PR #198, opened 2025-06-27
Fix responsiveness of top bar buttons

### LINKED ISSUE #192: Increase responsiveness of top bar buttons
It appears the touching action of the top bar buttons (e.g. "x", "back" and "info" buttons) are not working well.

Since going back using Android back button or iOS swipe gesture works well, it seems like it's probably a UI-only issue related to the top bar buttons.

_WHAT THE TASK ASKS_
Each entry above has to be duplicated exactly as it stands.

_EXPECTED ANSWER_
PR #198, opened 2025-06-27
Fix responsiveness of top bar buttons

### LINKED ISSUE #192: Increase responsiveness of top bar buttons
It appears the touching action of the top bar buttons (e.g. "x", "back" and "info" buttons) are not working well.

Since going back using Android back button or iOS swipe gesture works well, it seems like it's probably a UI-only issue related to the top bar buttons.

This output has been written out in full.